> _REQUIRED ACTION_: Across the entries below, tally every line that holds the string "same" and reply with the number only.

> _EXTRACTED ENTRIES_:
PR #198, opened 2018-03-30
fix(asinput): allow value of type number or string

thallada:
Input elements of type "number" have a Number value. React accepts a string or a number.
https://developer.mozilla.org/en-US/docs/Web/HTML/Element/input/number#Value

FYI: @MichaelRoytman I think that this will resolve the console errors we are seeing in studio-frontend.

### DIFF
--- a/src/asInput/index.jsx
+++ b/src/asInput/index.jsx
@@ -14,7 +14,7 @@ export const inputProps = {
   label: PropTypes.oneOfType([PropTypes.string, PropTypes.element]).isRequired,
   name: PropTypes.string.isRequired,
   id: PropTypes.string,
-  value: PropTypes.string,
+  value: PropTypes.oneOfType([PropTypes.string, PropTypes.number]),
   description: PropTypes.oneOfType([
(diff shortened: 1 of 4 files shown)


src/asInput/index.jsx
```diff
@@ -14,7 +14,7 @@ export const inputProps = {
   label: PropTypes.oneOfType([PropTypes.string, PropTypes.element]).isRequired,
   name: PropTypes.string.isRequired,
   id: PropTypes.string,
-  value: PropTypes.string,
+  value: PropTypes.oneOfType(PropTypes.string, PropTypes.number),
```
jaebradley: Do you need to pass in an array like `PropTypes.oneOfType([PropTypes.string, PropTypes.number])` ?

thallada: Whoops, yes. I didn't check the JS console on the stories page for this.

I also fixed a console error about 12 text inputs having the same `id` on the "different textual inputs" story, so I defined a separate `id` for each of the components in that story.

PR #202, opened 2018-04-02
fix(asinput): add dangerIconDescription as prop

thallada:
Also, allow passing `validationMessage` as an element.

These are some additions to the [PR](https://github.com/edx/paragon/pull/196) @mikix merged last week. I only noticed these things after I tried to use `isValid` and `validationMessage` in studio-frontend.

### DIFF
--- a/.storybook/__snapshots__/Storyshots.test.js.snap
+++ b/.storybook/__snapshots__/Storyshots.test.js.snap
@@ -1135,6 +1135,42 @@ exports[`Storyshots CheckBox basic usage 1`] = `
                       <td
                         className="css-1ygfcef"
                       >
+                        dangerIconDescription
+                      </td>
+                      <td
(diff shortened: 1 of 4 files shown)


mikix:
Question: is specifying dangerIconDescription necessary for proper a11y? If so, can there be a reasonable default in the common "danger" theme case?

thallada:
@mikix I'm hesitant to give a default because users of Paragon might get English when they don't expect it. Paragon doesn't have an infrastructure to do translations and I don't think it currently has any display text. It expects users to pass in translated strings themselves.

efischer19:
@thallada see https://github.com/edx/paragon/issues/139 - I think you'd be fine to merge this as-is and make a note of the assumed English on that issue, to be dealt with at some point in the future.

PR #206, opened 2018-04-04
fix(asinput): allow validationMessage to be an element

efischer19:
More-or-less the same as https://github.com/edx/paragon/pull/133, as noted [here](https://github.com/edx/studio-frontend/pull/158#issuecomment-378643670)


efischer19:
I didn't realize #202 existed; I've replayed my test addition over there.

> _RESULT FOR THIS TASK_: 2